The room went quiet. All heads turned disdainfully in our direction. Cheryl fingered her discount transit card, Susan snapped shut her Vuitton knock-off and I bit into my complimentary glazed donut. My brain scrambled for the perfect response that would set the record straight and put us back on track but all I could muster was a high pitched "WHO?? What One Percent??!!"  But he'd sucked the air right out of the room - texts were checked, tablets folded and chairs scraped back. The meeting was over. 

Vendor Offenders was doomed. Like Calcutta before outsourcing NYC had become the wild west of legal loopholes. Law abiding citizens need not apply.


Susan said what we were all thinking.. "What good is all this culture and excitement if you can't cross your own street...!???"  

This last part she directed at an approaching pedicab driver who assumed she wanted a ride. His "associate" accused him of stealing his fare.  A shouting match ensued.

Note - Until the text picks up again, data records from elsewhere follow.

PR #6802, opened 2026-07-31
Cap RPC streaming decoder buffers

tim-smart:
## Summary

- cap incomplete NDJSON and MessagePack frames with a configurable 16 MiB default
- preserve the existing `ndjson`, `layerNdjson`, and `layerMsgPack` values while adding `makeNdjson`, `layerNdjsonWith`, and `layerMsgPackWith` for custom limits
- support `maxBufferSize: "unbounded"` as an explicit opt-out
- forward serialization limits through Node, Bun, and Deno cluster layers
- close socket transports with code 1009 when the decoder limit trips
- add regression tests and patch changesets

## Root cause

The framed decoders retained incomplete NDJSON and MessagePack input in per-connection closure state without any upper bound. Socket transports caught decoder failures as ordinary defects, wrote a response, and continued reading from the same connection.

## Impact

Incomplete frames can no longer grow a connection's parser state without bound. Applications can tune or explicitly disable the limit per serializer and through cluster layers, while existing value-based call sites retain their source-compatible API and receive the safe default.

## Validation

- `nix develop -c pnpm check`
- `nix develop -c pnpm test packages/effect/test/rpc packages/effect/test/unstable/ai/McpServer/McpServer.test.ts --run` (45 tests)
- `nix develop -c pnpm test packages/platform-node/test/RpcServer.test.ts packages/platform-node/test/cluster/SocketRunner.test.ts --run` (97 tests)
- targeted `dprint` and `oxlint` checks

Closes EFF-258

### DIFF
--- a/packages/effect/src/unstable/rpc/RpcSerialization.ts
+++ b/packages/effect/src/unstable/rpc/RpcSerialization.ts
@@ -69,7 +69,7 @@ export class MaxBufferSizeExceeded extends Data.TaggedError("MaxBufferSizeExceed
  * @category serialization
  * @since 4.0.0
  */
-export interface StreamingOptions {
+export interface StreamOptions {
   /**
    * Maximum number of bytes or string code units retained for an incomplete frame.
    * The default is 16 MiB. Use `"unbounded"` to disable the limit.
@@ -114,7 +114,7 @@ export const json: RpcSerialization["Service"] = RpcSerialization.of({
  * @category serialization
  * @since 4.0.0
  */
-export const makeNdjson = (options?: StreamingOptions): RpcSerialization["Service"] => {
+export const makeNdjson = (options?: StreamOptions): RpcSerialization["Service"] => {
   const maxBufferSize = options?.maxBufferSize ?? defaultMaxBufferSize
   return RpcSerialization.of({
     contentType: "application/ndjson",
@@ -504,7 +504,7 @@ type JsonRpcMessage = JsonRpcRequest | JsonRpcResponse
  * @since 4.0.0
  */
 export const makeMsgPack = (
-  options?: (Msgpackr.Options & StreamingOptions) | undefined
+  options?: (Msgpackr.Options & StreamOptions) | undefined
 ): RpcSerialization["Service"] => {
   const { maxBufferSize = defaultMaxBufferSize, ...msgpackOptions } = options ?? {}
   return RpcSerialization.of({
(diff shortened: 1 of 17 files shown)


packages/effect/src/unstable/rpc/RpcServer.ts
```diff
@@ -1465,6 +1465,9 @@ const makeSocketProtocol: Effect.Effect<
           step: constVoid
         })
       } catch (cause) {
+        if (cause instanceof RpcSerialization.MaxBufferSizeExceeded) {
```
tim-smart: Can we use Predicate.isTagged instead

tim-smart: Done in 41a94a0c5 — switched the buffer overflow guard to `Predicate.isTagged`. The RPC suite passes (25 tests), and the full TypeScript check is clean.

packages/effect/src/unstable/rpc/RpcSerialization.ts
```diff
@@ -515,7 +575,7 @@ export const layerJson: Layer.Layer<RpcSerialization> = Layer.succeed(RpcSeriali
  * @category serialization
  * @since 4.0.0
  */
-export const layerNdjson: Layer.Layer<RpcSerialization> = Layer.succeed(RpcSerialization)(ndjson)
+export const layerNdjson: Layer.Layer<RpcSerialization> = Layer.succeed(RpcSerialization)(ndjson())
```
tim-smart: This layer should be updated to take options.

tim-smart: Done in f44d82c51 — `layerNdjson` now accepts `StreamingOptions`, and I applied the same option forwarding to `layerMsgPack` while preserving its existing default `useRecords: true` behavior. Added layer-level regression tests proving custom `maxBufferSize` values reach both decoders. Validation: 27 Effect RPC tests, 97 Node RPC/cluster tests, and the full TypeScript check all pass.

tim-smart:
Aligned the v4 API with merged #6803 in 9cdd88272: restored `ndjson`, `layerNdjson`, and `layerMsgPack` as values; added the matching `makeNdjson`, `layerNdjsonWith`, and `layerMsgPackWith` APIs; added the `"unbounded"` sentinel and shared limit helper; and forwarded `serializationMaxBufferSize` through all Node/Bun cluster layers plus the two v4-only Deno counterparts. Added the platform changeset and unbounded/layer-forwarding coverage.

Validation is clean: 45 Effect RPC/MCP tests, 97 Node RPC/cluster tests, targeted formatting/lint, and the full TypeScript check.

We skedaddled. 



What we missed but heard was a nasty brawl which caused a third pedicab to crash into a Sabrett cart which catapulted an overflowing trash can into an oncoming taxi which startled a carriage horse causing a linen truck to careen into a sightseeing bus seconds before the number 7 bus turned south onto Seventh Avenue (deep breath).

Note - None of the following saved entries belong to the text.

PR #6803, opened 2026-07-31
Cap RPC streaming decoder buffers

tim-smart:
## Summary

- cap retained NDJSON and MessagePack decoder buffers with a 16 MiB default
- expose configurable limits and an explicit `"unbounded"` opt-out, including layer constructors
- propagate the NDJSON cap through NDJSON-RPC framing
- close socket transports with code 1009 when the typed buffer overflow error is raised
- add regression coverage and a patch changeset for `@effect/rpc`

## Why

Incomplete MessagePack frames and newline-free NDJSON streams could retain and repeatedly grow per-connection parser state without a bound. The configurable cap limits that retained state while allowing applications with legitimate large frames to raise or disable the limit.

## Validation

- `pnpm test run packages/rpc/test/RpcSerialization.test.ts`
- `pnpm lint-fix`
- `pnpm check`
- `pnpm build`
- `pnpm docgen`

Closes EFF-259

### DIFF
--- a/packages/rpc/src/RpcSerialization.ts
+++ b/packages/rpc/src/RpcSerialization.ts
@@ -35,14 +35,10 @@ export interface StreamOptions {
   readonly maxBufferSize?: number | "unbounded" | undefined
 }
 
-const ensureBufferSize = (bufferSize: number, maxBufferSize: number | "unbounded") => {
-  if (maxBufferSize === "unbounded" || bufferSize <= maxBufferSize) return
-  throw new RpcSerializationError({
-    reason: "BufferSizeExceeded",
-    maxBufferSize,
-    bufferSize
-  })
-}
+const isBufferSizeExceeded = (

All in all a record pile-up:  8 vehicles, 7 pedicabs, 3 vendors, 3 taxis, a horseless carriage and a traffic post smashed.

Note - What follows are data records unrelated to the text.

PR #7577, opened 2026-09-02
fix(Queue): prevent duplicate messages from resumed producers

### LINKED ISSUE #7575: Queue duplicates a message when a resumed producer takes from the same queue

Effect v4, reproduced from `main` at `d812596a1` (package version `4.0.0-rc.112`), using Node.js `26.5.0` on macOS.

Fill a capacity-one queue, start a producer that offers another message and then takes from the same queue, and consume the first message to unblock the producer.

```ts
import { Effect, Fiber, Queue } from "effect"

const result = await Effect.runPromise(Effect.gen(function*() {
  const queue = yield* Queue.bounded<number>(1)
  yield* Queue.offer(queue, 0)

  const producer = yield* Effect.forkChild(
    Effect.gen(function*() {
      yield* Queue.offer(queue, 1)
      return yield* Queue.take(queue)
    }),
    { startImmediately: true }
  )

  const first = yield* Queue.take(queue)
  const second = yield* Fiber.join(producer)
  const remaining = yield* Queue.clear(queue)
  yield* Queue.shutdown(queue)
  return { first, second, remaining }
}))

console.log(result)
```

Both offered messages have been consumed, so the queue should be empty:

```ts
{ first: 0, second: 1, remaining: [] }
```

### What do you see instead?

The queue contains an extra copy of `1`:

```ts
{ first: 0, second: 1, remaining: [1] }
```

### Additional information

The reproduction uses only public APIs, without mocks, sleeps, or a custom scheduler. `startImmediately` ensures the producer has reached its blocked offer before the first take.

In [`releaseCapacity`](https://github.com/Effect-TS/effect/blob/d812596a1/packages/effect/src/Queue.ts#L1939-L1946), the pending offer is removed after `entry.resume(exitTrue)`. Resuming the producer can synchronously run its `Queue.take`, reentering `releaseCapacity` while the same offer is still registered and enqueueing it a second time.

This is the same state-before-callback ordering concern addressed for Deferred in #7364.

tim-smart:
## Type

- [ ] Refactor
- [ ] Feature
- [x] Bug Fix
- [ ] Optimization
- [ ] Documentation Update

### Why

A bounded queue can retain an extra copy of a message after both offered messages have been consumed. `releaseCapacity` resumed a blocked producer before removing its pending offer from `state.offers`. When the resumed producer synchronously takes from the same queue, the take reenters `releaseCapacity` while the offer is still registered, so the same message is admitted twice.

### What Changes

In `releaseCapacity`:

- Remove the offer entry from `state.offers` before calling `entry.resume`, so a reentrant call cannot see it.
- Recompute available capacity on each loop iteration instead of caching it once, since a reentrant call can add or remove messages while the loop is suspended in `resume`.
- Bail out if a reentrant call transitioned the queue to `Done` mid-loop.

Includes the regression test from #7576 (thanks for the deterministic repro), which now passes.

### Verification

```bash
pnpm install
pnpm lint-fix
pnpm vitest --run packages/effect
pnpm check
git diff --check
```

All 285 test files pass (9003 tests), including the new regression test. Typecheck and lint are clean.

## Related

- Closes #7575
- Supersedes the reproduction-only draft #7576

Closes EFF-1006

### DIFF
--- a/.changeset/queue-release-capacity-reentry.md
+++ b/.changeset/queue-release-capacity-reentry.md
@@ -1,0 +1,5 @@
+---
+"effect": patch
+---
+
+Fix duplicate Queue messages when a resumed producer synchronously takes from the same queue. `releaseCapacity` now removes a pending offer before resuming its producer and recomputes available capacity on every iteration, so reentrant calls can no longer admit the same offer twice or exceed the queue's capacity.
--- a/packages/effect/src/Queue.ts
+++ b/packages/effect/src/Queue.ts
@@ -1936,22 +1936,28 @@ const releaseCapacity = <A, E>(self: Dequeue<A, E>): boolean => {
     }
     return false
   }
-  let n = self.capacity - self.messages.length
   for (const entry of self.state.offers) {
-    if (n === 0) break
-    else if (entry._tag === "Single") {
+    // `entry.resume` can run the producer fiber synchronously, which may
+    // reenter this function and mutate `self.state` and `self.messages`, so
+    // remove the entry before resuming and recompute capacity every iteration
+    const state = self.state as Queue.State<A, E>
+    if (state._tag === "Done") {
+      return Pull.isDoneCause(state.exit.cause)
+    }
+    let n = self.capacity - self.messages.length
+    if (n <= 0) break
+    if (entry._tag === "Single") {
       MutableList.append(self.messages, entry.message)
-      n--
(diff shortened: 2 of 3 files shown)


tim-smart:
Superseded by #7576, which includes the same releaseCapacity fix plus the zero-capacity handoff fix and broader regression coverage.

Miraculously no one was seriously hurt, but it did make a splash - My corner made headlines from New York to Borneo.  CNN ran "Mayhem in Midtown" 24/7 which day 4 - got the Mayor's attention. 



What the situation called for was a quick fix - face saving, crowd pleasing and most of all photogenic. Which is why 48 hours later - Susan, Cheryl and I found ourselves alongside the Mayor for the unveiling of Central Park's first "City Bikes" Station..




A 21st Century solution to traffic, pollution, obesity and as far as we were concerned... rogue vendors..

The street is clean, quiet, kid friendly and enjoyable.. Which lead New York Magazine to describe it as "civility in midtown"  


And the New York Times reported eye popping sales.. (our first one per center)...


And best of all - I made two new best friends.. 


Life is good...You betcha!


THE END

Disclaimer: Some facts have been changed so remember .. It's just "wishful thinking"!